PR #133, opened 2018-04-23
Switch typed dispatch table to `empty` assertion

wchargin:
Summary:
This replaces the implementation of a static check from a somewhat
complicated use of higher-order types to a more simple empty-union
_ _ _ _ _
#### [The task]
Gather up the lines containing the word "empty" from these records and copy them.

#### [Written solution]
Switch typed dispatch table to `empty` assertion
complicated use of higher-order types to a more simple empty-union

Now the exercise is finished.